• [Directions] In the listing below, find every line with the string "tests" and pull it out.

*** Begin section ***

PR #198, opened 2023-03-31
Feature/Animal_Module: Basic dispersal function and tracking of cohort positions on grid.

TaranRallings:
# Description

This PR introduces basic spatial functionality for `AnimalCohort`. The location of all cohorts is tracked as an attribute of `AnimalModel`. The cohorts themselves can now move, randomly, to neighbouring grids via a `disperse()` function. Birth and cohort_death were also changed to add or remove cohorts from the tracking dict.

I do a couple of things here that I'm not convinced about and would like feedback on:

1) Does the storage and handling of `AnimalCohort` positions in a dict within `AnimalModel` make sense?
I am fairly confident that I will need this positional data stored somewhere for trophic behaviour. Would it make more sense
to do this within `Data` in some other way?
     
2) I ran into a circular import issue and moved the import of `AnimalCohort` inside the init call of `AnimalModel`. 
Is this a terrible idea? 

I've tagged everyone as its important we're all on the same page about how space is used and how location information is stored. 

Fixes # (issue)

## Type of change

## Key checklist

## Further checks


davidorme (changes requested):
The main functionality is fine, but I think it is cleaner to have dispersal just update the cohort's position attribute and not have `disperse` try to modify the `AnimalModel` instance attributes. If you then need a dictionary of cohorts keyed by cell id, then you can run something like `itertools.groupby` over the list. This will also sort out your circular import issue - I think importing within the method is fine but it is probably easier to avoid it altogether.

dalonsoa:
Hi @TaranRallings , I'm going away on holidays for 2 weeks and cannot review this before leaving. So, do not wait for my input on this PR before merging because it might take a while!

jacobcook1995 (approved):
LGTM!

virtual_rainforest/models/animals/animal_model.py
```diff
@@ -55,6 +55,12 @@ def __init__(
         **kwargs: Any,
     ):
         super().__init__(data, update_interval, start_time, **kwargs)
+        from virtual_rainforest.models.animals.dummy_animal_module import AnimalCohort
+
+        self.cohort_positions: dict[int, list[AnimalCohort]] = {
+            k: [] for k in self.data.grid.cell_id
+        }
```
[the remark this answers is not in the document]
TaranRallings: Let me know if I'm understanding you correctly, you're suggesting replacing the dictionary with an unstructured list of all of the animal cohorts in the model?

The dictionary structure isn't really about dispersal, it's about how trophic interactions will work. Every tick there will be many calls to a search to figure out what other animal cohorts are possible food sources or other interactions. I wanted to keep that spatial info organized to make that process easier. 

Does that make sense?

virtual_rainforest/models/animals/dummy_animal_module.py
```diff
@@ -242,4 +245,27 @@ def birth(self) -> AnimalCohort:
...
+    def disperse(self, model: AnimalModel) -> None:
+        """The function to move a cohort between grid squares.
+
+        This is a simple implementation of what will need to be a much more complex
+        function. Right now it moves a cohort into a random neighboring grid, including
+        the current grid. Later functionality will need to involve bodysize, locomotion,
+        and other factors.
+
+        """
+        model.data.grid.set_neighbours(distance=sqrt(model.data.grid.cell_area))
```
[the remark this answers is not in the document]
TaranRallings: It may end up being useful to construct a neighbour matrix and store it as an animal cohort attribute as the experience of space is a function of the functional-type and body-size. In it's current form, I'm happy to store it in AnimalModel.__init__.

dalonsoa (approved):
Keeping aside some potential performance bottlenecks highlighted by @davidorme , The code looks ok. I don't have any problem with importing things within functions. It is not idea, but sometimes it is unavoidable - although sometimes it is just annoying, because things are imported just for type annotation and not other functionality. 

About using a dictionary to store the positions, to be honest, I don't know enough how it will be used in the future to decide if that's the best strategy, to be honest. @davidorme comments make sense to me, but so do @TaranRallings justification for using dict :)

virtual_rainforest/models/animals/animal_model.py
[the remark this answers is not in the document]
TaranRallings: I've committed a basic version of what I think you're talking about. It still needs a couple of tests and, if we agree about the handling of births/deaths for those handler functions within `AnimalModel`. Let me know if this is, in fact, what you are talking about and if you have any thoughts about the trophic issue.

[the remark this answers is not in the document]
davidorme: It might be worth having a group chat about how to structure this. One option that might be worth exploring is to avoid having an additional layer in the class structure:

* **AnimalModel**: 
  * handles the setup
  * creates a list of AnimalCommunity objects, one per grid cell.
  * provides any additional setup for connectivity between grid cells if needed.
* **AnimalCommunity**:
  * is the main workhorse containing all of the behavioural functionality
  * has a single list of AnimalCohorts, which are all of the cohorts currently present in the grid cell
  * has an `immigrate` method, which allows an AnimalCohort instance to be popped out of one instance and added to the cohort list for another AnimalCommunity
* **AnimalCohort**:
   * maintains the functional type and status of the individual cohorts.
 
This explicitly separates the within cell ecology happening to a set of cohorts, and the cohorts within a cell are always up to date, as the cohort list updates in real time with immigration.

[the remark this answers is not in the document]
davidorme: I think most of what is in `AnimalModel` now would move into `AnimalCommunity`?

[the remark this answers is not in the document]
TaranRallings: Interesting idea! I think that will be a cleaner way to organize things. I would rather have those function calls in something like an `AnimalCommunity` class than cluttering up `AnimalModel`. I'll throw something together and we can see what we think.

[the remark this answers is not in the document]
davidorme: It might make sense if each `AnimalCommunity` had a dictionary of cohorts keyed by functional type, rather than just a flat list? So:

```python
my_animal_community.cohorts = {
    FuncGroup1: [fg1cohort1, fg1cohort2], 
    FuncGroup2: [fg2cohort1, fg2cohort2, fg2cohort3],
}
```

virtual_rainforest/models/animals/animal_model.py
```diff
@@ -55,6 +58,21 @@ def __init__(
...
     ):
         super().__init__(data, update_interval, start_time, **kwargs)
+        self.data.grid.set_neighbours(distance=sqrt(self.data.grid.cell_area))
+        # run a new set_neighbours with cohort specific dispersal distance (temp sol.)
+        # from virtual_rainforest.models.animals.dummy_animal_module import AnimalCohort
+
+        # imports AnimalCohort w/in init to dodge circular import problems: allowed??
+        # self.cohort_positions: dict[int, list[AnimalCohort]] = {
+        #    k: [] for k in self.data.grid.cell_id
+        # }
```
alexdewar, line 68: Is this commented-out code still needed?

```suggestion
```

virtual_rainforest/models/animals/animal_model.py
```diff
@@ -55,6 +58,21 @@ def __init__(
...
+        """This stores the AnimalCohorts as values keyed to their grid positions."""
```
alexdewar, line 69: Is this a docstring for a member that's been removed?

virtual_rainforest/models/animals/animal_model.py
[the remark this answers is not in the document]
TaranRallings: After a bit of battling with naming, I think I've got things smoothed out! Take a look and let me know if this is what you had in mind with an intermediate 'AnimalCommunity' class. It seems to have worked well.

TaranRallings:
> Keeping aside some potential performance bottlenecks highlighted by @davidorme , The code looks ok. I don't have any problem with importing things within functions. It is not idea, but sometimes it is unavoidable - although sometimes it is just annoying, because things are imported just for type annotation and not other functionality.
> 
> About using a dictionary to store the positions, to be honest, I don't know enough how it will be used in the future to decide if that's the best strategy, to be honest. @davidorme comments make sense to me, but so do @TaranRallings justification for using dict :)

I have changed the code significantly since this time so I am going to request a re-review to make sure I didn't do anything wild.

dalonsoa:
Will try to review later today...

virtual_rainforest/models/animals/dummy_animal_module.py
```diff
@@ -78,6 +82,75 @@ class PalatableSoil:
...
+            cohort: The AnimalCohort moving between AnimalCommunities.
+            destination: The AnimalCommunity the cohort is moving to.
+
+        """
+        immigrant = self.cohorts[cohort.name].pop(
+            self.cohorts[cohort.name].index(cohort)
+        )
+        # Remove target cohort from source community
+        destination.cohorts[immigrant.name].append(immigrant)
+        # Add cohort to destination community
```
dalonsoa, line 117: Personally, I would do this in one go to avoid intermediate variables, but it is totally up to you. 

```suggestion
        destination.cohorts[immigrant.name].append(
            self.cohorts[cohort.name].pop(
                self.cohorts[cohort.name].index(cohort)
            )
        )
```

virtual_rainforest/models/animals/dummy_animal_module.py
```diff
@@ -78,6 +82,75 @@ class PalatableSoil:
...
+            cohort: The AnimalCohort instance which is producing a new AnimalCohort.
+
+        Returns:
+            A new age 0 AnimalCohort.
+
+        """
+        new_cohort = AnimalCohort(cohort.functional_group, cohort.mass, 0.0)
+        self.cohorts[cohort.name].append(new_cohort)
+
+        return new_cohort
```
dalonsoa, line 151: And similarly here:
```suggestion
        self.cohorts[cohort.name].append(AnimalCohort(cohort.functional_group, cohort.mass, 0.0))

        return self.cohorts[cohort.name][-1]
```

dalonsoa (approved):
I've made a couple of suggestions - too almost purely aesthetic - but the code looks good. It seems simpler than last time, which is good! 

I've noticed the "temporary solution". It might be worth to open an issue about that, so we don't forget and the "temporary solution" becomes permanent.

tests/models/animals/test_dummy_animal_module.py
davidorme, line 1: This is getting quite big - I'd be tempted to split it up into files for each class? But not a big deal.

virtual_rainforest/models/animals/dummy_animal_module.py
```diff
@@ -78,6 +82,75 @@ class PalatableSoil:
...
+
+        Args:
+            cohort: The AnimalCohort instance that has lost all individuals.
+
+        """
+
+        if cohort.is_alive:
+            cohort.is_alive = False
+            LOGGER.info("An animal cohort has died")
+            self.cohorts[cohort.name].remove(cohort)
```
davidorme, line 130: I'd consider making this a `DEBUG` log entry? We're going to need to do a systematic review of logging entries at some point, but this seems like `DEBUG`. It would be good to report more specific data too - cohort type and maybe even grid id if available?

I think there's some redundancy here too - `self.cohorts` is a list of alive cohorts and if there isn't a conceivable mechanism where dead cohort could be there, then setting and testing flags might be superfluous? For example, setting `is.alive = False` here is immediately followed by removing and discarding that object.

virtual_rainforest/models/animals/dummy_animal_module.py
```diff
@@ -78,6 +82,75 @@ class PalatableSoil:
...
+        elif not cohort.is_alive:
+            LOGGER.exception("An animal cohort which is dead cannot die.")
+
+    def birth(self, cohort: AnimalCohort) -> AnimalCohort:
```
davidorme, line 134: Should this be a method of `AnimalCohort`? A cohort will have a number of individuals in a given (average) state that might be capable of reproducing and generating a new cohort. Then at the `AnimalCommunity` level, the update might do something like:

``` python
for this_name, these_cohorts in self.cohorts.items():
    # generate new cohorts for this functional group
    new_cohorts_for_name = [chrt.reproduce() for chrt in these_cohorts if chrt.can_reproduce()]
    # potentially merge those new cohorts (all age=0) if we don't care
    # (currently/ever) about maternal and paternal effects.
    self.cohorts[this_name].extend(new_cohorts_for_name)
```

I don't think there's any issue with the content of this method, but it logically feels like it should be a step further in?

davidorme: I guess, similarly, `death` feels like an `AnimalCohort` method. So then the update would be:

``` python
for this_name, these_cohorts in self.cohorts.items():
    self.cohorts[this_name] = [chrt for chrt in these_cohorts if not chrt.just_died]
```

davidorme: The order matters too! Also semelparity would need a mechanism - unless death happens before reproduction and then a semelparous cohort could set a `die_next_check` flag?

davidorme (commented):
LGTM - I think that the logic of which classes implement which methods could be refined. That is largely just moving code - it isn't critical but it does feel like a more natural way to structure the flow.

davidorme (approved):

*** End section ***

• [Task answer]
TaranRallings: I've committed a basic version of what I think you're talking about. It still needs a couple of tests and, if we agree about the handling of births/deaths for those handler functions within `AnimalModel`. Let me know if this is, in fact, what you are talking about and if you have any thoughts about the trophic issue.
tests/models/animals/test_dummy_animal_module.py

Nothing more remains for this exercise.